Die Übersetzung der Unabhängigkeit
Wie die Katalanen es erklären, wie wir es verstehen
Krystyna Schreiber
Die Übersetzung der Unabhängigkeit
Warum „Die Übersetzung der Unabhängigkeit“?
Was hat das mit der Unabhängigkeit Kataloniens zu tun?
Das Hauptanliegen der Übersetzung von Sprachen besteht in der Verständigung zwischen Völkern. Eine Übersetzung ist dann gelungen, wenn sie beim Leser des Zieltextes die gleiche, vom Autor gewünschte, Reaktion auslöst wie beim Leser des Originaltextes. Oftmals bedarf es dazu völlig anderer Wörter in der Zielsprache, um Inhalte und Konzepte einem Publikum mit einem anderen kulturellen und geschichtlichen Hintergrund verständlich zu machen.

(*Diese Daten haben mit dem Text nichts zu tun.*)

PR #968, opened 2022-08-31
Remove obsolete cli gov params

### LINKED ISSUE #849: Remove unused flag in gov proposals
`flagProposalType` is being set in all gov proposals but only used in the sdk for the main `submit-proposal` command https://github.com/cosmos/cosmos-sdk/blob/v0.45.4/x/gov/client/cli/parse.go#L13 

We should consider removing it if it's not actually used. 

Context: https://github.com/CosmWasm/wasmd/pull/796#discussion_r868125317

alpe:
Resolves #849 

I have looked at other proposal types in the sdk and ibc-go and "proposal" + "type" are not required at the subcommand level. Happy to remove them

For example: https://github.com/cosmos/cosmos-sdk/blob/v0.45.8/x/upgrade/client/cli/tx.go#L69-L73


pinosu (approved):
LGTM 👍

Im heutigen Europa mit seiner großen Sprachenvielfalt machen die wirtschaftlichen und kulturellen Beziehungen mit unseren europäischen Nachbarn täglich unzählige Übersetzungen erforderlich. Allerdings sind diese nicht immer automatisch mit dem Verständnis anderer Kulturen und Völker verbunden, besonders wenn man sich einer lingua franca wie dem Englischen oder Spanischen bedient. So herrscht zum Beispiel zwischen den Deutschen und den Katalanen ein reger Austausch; jährlich besuchen hunderttausende Deutsche die katalanische Metropole Barcelona und die Strände der Costa Brava, tausende Katalanen leben und arbeiten in Deutschland. Trotzdem ist vielen ausländischen Besuchern gar nicht bewusst, dass sie nach Katalonien reisen oder dass Katalanisch eine eigene Sprache ist und kein Dialekt des Spanischen. Denn die katalanische Identität, also die Sprache und die Kultur Kataloniens, wird vom spanischen Staat nicht gefördert. Es kostet die Katalanen viel Arbeit, bürgerliches Engagement und Einfallsreichtum, um international als jahrhundertealtes Volk Europas überhaupt wahrgenommen zu werden.
Dies könnte einer der Gründe sein, warum man immer noch relativ wenig über die Hintergründe und die Motivation der katalanischen Unabhängigkeitsbestrebungen weiß, die in den letzten Jahren einen enormen Aufschwung erlebt haben. Als ich im Jahr 2013 die Wahrnehmung der katalanischen Unabhängigkeitsbewegung in der deutschen Presselandschaft studierte 1, fiel mir als erstes auf, dass über Schottland vier- bis fünfmal so viel geschrieben wurde. Die Argumentation in der deutsch-sprachigen Presse (die Schweiz und Österreich eingeschlossen) orientierte sich außerdem fast unisono am Vergleich mit anderen europäischen Sezessionsbewegungen und übernahm die Perspektive der spanischen Medien. Objektive Fakten und selbst recherchierte Hintergründe der katalanischen Bewegung fand man kaum. Inzwischen steht diese Bewegung im internationalen Blickpunkt. Erreicht wurde das zum Großteil mit gigantischen Demonstrationen der katalanischen Bürger. Jahr um Jahr gehen mehr als eineinhalb Millionen Menschen auf die Straße und fordern, darüber abstimmen zu dürfen, ob Katalonien ein neuer Staat werden soll oder nicht. Es ist ungewöhnlich, wenn sich in Zeiten von Individualismus und Wohlstand so viele europäische Bürger unterschiedlicher sozialer Herkunft und politischer Einstellungen in einer Sache so einig sind: dass ihre Heimat die Eigenstaatlichkeit braucht.
Warum sind die Katalanen so entschlossen? Sind die Veränderungen, die sie einfordern, nicht innerhalb des Staates Spanien möglich? Geht es ihnen wirklich so schlecht, dass sie einen Staat, der trotz Wirtschaftskrise immer noch ein Sozialstaat ist, verlassen wollen? Was würden die Katalanen in einem eigenen Staat besser machen? Welche Vorteile könnte eine Eigenstaatlichkeit bringen – nicht nur für die Katalanen, sondern auch für Deutschland und Europa? Und welche politischen und demokra-tischen Herausforderungen stellt diese friedliche Unabhängigkeitsbewegung für die Europäische Union dar?
Um Antworten auf diese und weitere Fragen habe ich unter anderem führende Persönlichkeiten der Unabhängigkeitbewegung sowie international anerkannte Experten aus den Bereichen Wirtschaft, Recht und Politik gebeten.
In den Gesprächen werden auch Fragen wie das Selbstbestimmungsrecht im heutigen Europa aufgegriffen, eine direktere Beteiligung der Bürger an der europäischen Politik sowie die Notwendigkeit, die demokratischen Werte wiederzubeleben, die einen der Grundpfeiler der Europäischen Union bilden.